От ярости консул стиснул зубы. Ему пришлось вцепиться в подлокотники кресла, чтобы удержать себя в руках, вцепиться отчаянно, как в единственное надежное место, как в холодный трон инквизитора.
— Значит, твой друг хороший, — ему не хватало воздуха. — Он тебе нравится?
— Да, папа.
— Может, ты его даже любишь?
Мальчик кивнул сквозь слезы.
— Разве не должны мы любить всех?
Консул дернулся, как от укуса гадюки.
— Не увиливай! Отвечай — куда он повел тебя вчера вечером?
— К себе домой.
— Где это?
— На улице Кориенте.
— Ясно. Худшие трущобы в Сан-Хорхе.
— Не совсем, папа. — Николас всхлипнул. — Там очень чисто. И чудесный вид на горы, бабочки и колибри на стенах. Хосе их собирает… вставляет в рамки, которые делает сам. Мы ели олья подрида, я такой вкусноты никогда не ел! Ее сварила Пакита… Мария не могла, потому что она тяжело работает в прачечной… А старый Педро ничего не делает, только вяжет…
Он запнулся и умолк, увидев выражение лица консула. Он не понимал, что своей наивной попыткой всё объяснить, умилостивить он только сильнее раздул огонь, бушующий в груди отца. Мальчик заплакал пуще прежнего.
— Твой отец был счастлив узнать, как тесно его сын сблизился с этим сбродом. Продолжай. Что еще там было?

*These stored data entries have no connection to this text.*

PR #704, opened 2024-10-04
Fix and optimize ReactiveMap and ReactiveWeakMap

Exelord:
This PR is improving and fixing ReactiveMap and ReactiveWeakMap, following up on https://github.com/solidjs-community/solid-primitives/pull/593

All noticeable changes have been commented. @thetarnav please let me know in case you have more questions :)

### DIFF
--- a/packages/map/src/index.ts
+++ b/packages/map/src/index.ts
@@ -115,13 +115,11 @@ export class ReactiveMap<K, V> extends Map<K, V> {
 
   clear(): void {
     if (super.size) {
+      super.clear();
+
       batch(() => {
-        for (const v of super.keys()) {
-          this.#keyTriggers.dirty(v);
-          this.#valueTriggers.dirty(v);
-        }
-        super.clear();
-        this.#keyTriggers.dirty($KEYS);
+        this.#keyTriggers.dirtyAll();
+        this.#valueTriggers.dirtyAll();
       });
     }
   }
--- a/packages/map/src/index.ts
+++ b/packages/map/src/index.ts
@@ -107,10 +107,10 @@ export class ReactiveMap<K, V> extends Map<K, V> {
     if (result) {
       batch(() => {
         this.#keyTriggers.dirty($OBJECT);
+        this.#valueTriggers.dirty($OBJECT);
         this.#keyTriggers.dirty(key);
 
         if (isDefined) {
-          this.#valueTriggers.dirty($OBJECT);
           this.#valueTriggers.dirty(key);
         }
       });
--- a/packages/map/src/index.ts
+++ b/packages/map/src/index.ts
@@ -30,7 +30,12 @@ export class ReactiveMap<K, V> extends Map<K, V> {
 
   constructor(entries?: Iterable<readonly [K, V]> | null) {
     super();
-    if (entries) for (const entry of entries) super.set(...entry);
+
+    if (entries) {
+      batch(() => {
+        for (const entry of entries) super.set(...entry);
+      });
+    }
   }
 
   get size(): number {
@@ -137,9 +142,14 @@ export class ReactiveWeakMap<K extends object, V> extends WeakMap<K, V> {
   #keyTriggers = new TriggerCache<K>(WeakMap);
   #valueTriggers = new TriggerCache<K>(WeakMap);
 
-  constructor(initial?: Iterable<readonly [K, V]> | null) {
+  constructor(entries?: Iterable<readonly [K, V]> | null) {
     super();
-    if (initial) for (const v of initial) super.set(v[0], v[1]);
+
+    if (entries) {
+      batch(() => {
+        for (const entry of entries) super.set(...entry);
+      });
+    }
   }
 
   has(key: K): boolean {
--- a/packages/map/src/index.ts
+++ b/packages/map/src/index.ts
@@ -1,7 +1,7 @@
 import { Accessor, batch } from "solid-js";
 import { TriggerCache } from "@solid-primitives/trigger";
 
-const $KEYS = Symbol("track-keys");
+const $OBJECT = Symbol("track-object");
 
 /**
  * A reactive version of `Map` data structure. All the reads (like `get` or `has`) are signals, and all the writes (`delete` or `set`) will cause updates to appropriate signals.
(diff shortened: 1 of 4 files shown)


packages/map/src/index.ts
```diff
@@ -1,7 +1,7 @@
 import { Accessor, batch } from "solid-js";
 import { TriggerCache } from "@solid-primitives/trigger";
 
-const $KEYS = Symbol("track-keys");
+const $OBJECT = Symbol("track-object");
```
Exelord, line 4: Changing to object as now we need to track object keys and values in both caches

packages/map/src/index.ts
```diff
@@ -21,100 +21,114 @@ const $KEYS = Symbol("track-keys");
  * userPoints.set(user1, { foo: "bar" });
  */
 export class ReactiveMap<K, V> extends Map<K, V> {
-  #keyTriggers = new TriggerCache<K | typeof $KEYS>();
-  #valueTriggers = new TriggerCache<K>();
+  #keyTriggers = new TriggerCache<K | typeof $OBJECT>();
+  #valueTriggers = new TriggerCache<K | typeof $OBJECT>();
```
Exelord, line 25: Values will have an object trigger as well to support and values, entires and forEach

packages/map/src/index.ts
```diff
@@ -21,100 +21,114 @@ const $KEYS = Symbol("track-keys");
...
   }
+
   get size(): number {
-    this.#keyTriggers.track($KEYS);
+    this.#keyTriggers.track($OBJECT);
     return super.size;
   }
 
   *keys(): MapIterator<K> {
+    this.#keyTriggers.track($OBJECT);
```
Exelord, line 42: Now, keys invalidate whenever a key has been added, changed or removed. No matter if a key was used or not.

This is Removing the same keys optimization as in Set, as we cannot assume a break will happen consistently on each computation.

packages/map/src/index.ts
```diff
@@ -21,100 +21,114 @@ const $KEYS = Symbol("track-keys");
...
       yield key;
     }
-    this.#keyTriggers.track($KEYS);
   }
+
   *values(): MapIterator<V> {
-    for (const [key, v] of super.entries()) {
-      this.#valueTriggers.track(key);
-      yield v;
+    this.#valueTriggers.track($OBJECT);
```
Exelord, line 50: Values are no longer tracking changes in keys changes. Instead they track only values changes.

This is also Removing the same keys optimization as in Set, as we cannot assume a break will happen consistently on each computation.

packages/map/src/index.ts
```diff
@@ -21,100 +21,114 @@ const $KEYS = Symbol("track-keys");
...
+
+    for (const value of super.values()) {
+      yield value;
     }
-    this.#keyTriggers.track($KEYS);
   }
+
   *entries(): MapIterator<[K, V]> {
+    this.#keyTriggers.track($OBJECT);
+    this.#valueTriggers.track($OBJECT);
```
Exelord, line 59: Entries are now tracking global changes to keys and values, ensuring they will be dirtied whenever anything has changed.

This is also Removing the same keys optimization as in Set, as we cannot assume a break will happen consistently on each computation.

packages/map/src/index.ts
```diff
@@ -21,100 +21,114 @@ const $KEYS = Symbol("track-keys");
...
+
     for (const entry of super.entries()) {
-      this.#valueTriggers.track(entry[0]);
       yield entry;
     }
-    this.#keyTriggers.track($KEYS);
   }
 
-  // writes
+  forEach(callbackfn: (value: V, key: K, map: Map<K, V>) => void, thisArg?: any): void {
```
Exelord, line 66: Similar to entires, forEach is now tracking global changes to keys and values, ensuring they will be dirtied whenever anything has changed.

This is also Removing the same keys optimization as in Set, as we cannot assume a break will happen consistently on each computation.

packages/map/src/index.ts
```diff
@@ -21,100 +21,114 @@ const $KEYS = Symbol("track-keys");
...
+    this.#keyTriggers.track($OBJECT);
+    this.#valueTriggers.track($OBJECT);
+    super.forEach(callbackfn, thisArg);
```
Exelord, line 69: We now support as well `thisArg`, that wasn't supported

packages/map/src/index.ts
```diff
@@ -21,100 +21,114 @@ const $KEYS = Symbol("track-keys");
...
+    const hasChanged = super.get(key) !== value;
+    const result = super.set(key, value);
+
+    if (hasChanged || hadNoKey) {
+      batch(() => {
+        if (hadNoKey) {
+          this.#keyTriggers.dirty($OBJECT);
+          this.#keyTriggers.dirty(key);
+        }
+        if (hasChanged) {
```
Exelord, line 93: Set is now invalidating values only if they changed

packages/map/src/index.ts
```diff
@@ -21,100 +21,114 @@ const $KEYS = Symbol("track-keys");
...
+          this.#valueTriggers.dirty($OBJECT);
```
Exelord, line 94: Global values are dirtied for values, entries and forEach support

packages/map/src/index.ts
```diff
@@ -21,100 +21,114 @@ const $KEYS = Symbol("track-keys");
...
+
+    if (result) {
       batch(() => {
+        this.#keyTriggers.dirty($OBJECT);
+        this.#valueTriggers.dirty($OBJECT);
         this.#keyTriggers.dirty(key);
-        this.#keyTriggers.dirty($KEYS);
-        this.#valueTriggers.dirty(key);
+
+        if (isDefined) {
```
Exelord, line 113: Value trigger is only dirtied if the value actually has changed.

packages/map/src/index.ts
```diff
@@ -21,100 +21,114 @@ const $KEYS = Symbol("track-keys");
...
   delete(key: K): boolean {
-    const r = super.delete(key);
-    if (r) {
+    const isDefined = super.get(key) !== undefined;
+    const result = super.delete(key);
+
+    if (result) {
       batch(() => {
+        this.#keyTriggers.dirty($OBJECT);
+        this.#valueTriggers.dirty($OBJECT);
```
Exelord, line 110: This is important: we do dirty global values trigger **always**, as values() may depend on order. Even though the actual value of the key may not change, removing it, will have impact on amount of iterations in *values()

packages/map/src/index.ts
```diff
@@ -21,100 +21,114 @@ const $KEYS = Symbol("track-keys");
...
+      super.clear();
+
       batch(() => {
-        for (const v of super.keys()) {
-          this.#keyTriggers.dirty(v);
-          this.#valueTriggers.dirty(v);
-        }
-        super.clear();
-        this.#keyTriggers.dirty($KEYS);
+        this.#keyTriggers.dirtyAll();
```
Exelord, line 127: clear is now optimized using new dirtyAll()

packages/map/src/index.ts
```diff
@@ -21,100 +21,114 @@ const $KEYS = Symbol("track-keys");
...
       });
     }
-    return r;
+
+    return result;
   }
+
   clear(): void {
     if (super.size) {
+      super.clear();
```
Exelord, line 124: clear is now fixed, calling .clear() at before dirtying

Грудь ребенка вздымалась от рыданий.
— Мы играли в estallido, папа… Это карточная игра…
— Кто играл?
— Мы все.
— Кого ты подразумеваешь под «мы все»?
— Хосе и Педро… и я… с Пакитой, Хуаной, Луисой, Еленой и Бьянкой. Ой, извини, папа, я забыл. Мария не играла. Она стелила чистые простыни на кровать.
Прямая фигура в кресле выпрямилась еще сильнее.
— На чью кровать?
— Нашу с Хосе.
Консул оторопел. В избытке чувств он подался вперед, будто подставляя себя под удар.
— Вы с ним… — задохнулся он и не смог договорить.
Наступила тишина — такая звенящая и стерильная, что Николас даже плакать перестал. Его охватила дрожь. Размытая слезами фигура отца, казалось, росла в его глазах, лоб и щеки заливала желтизна.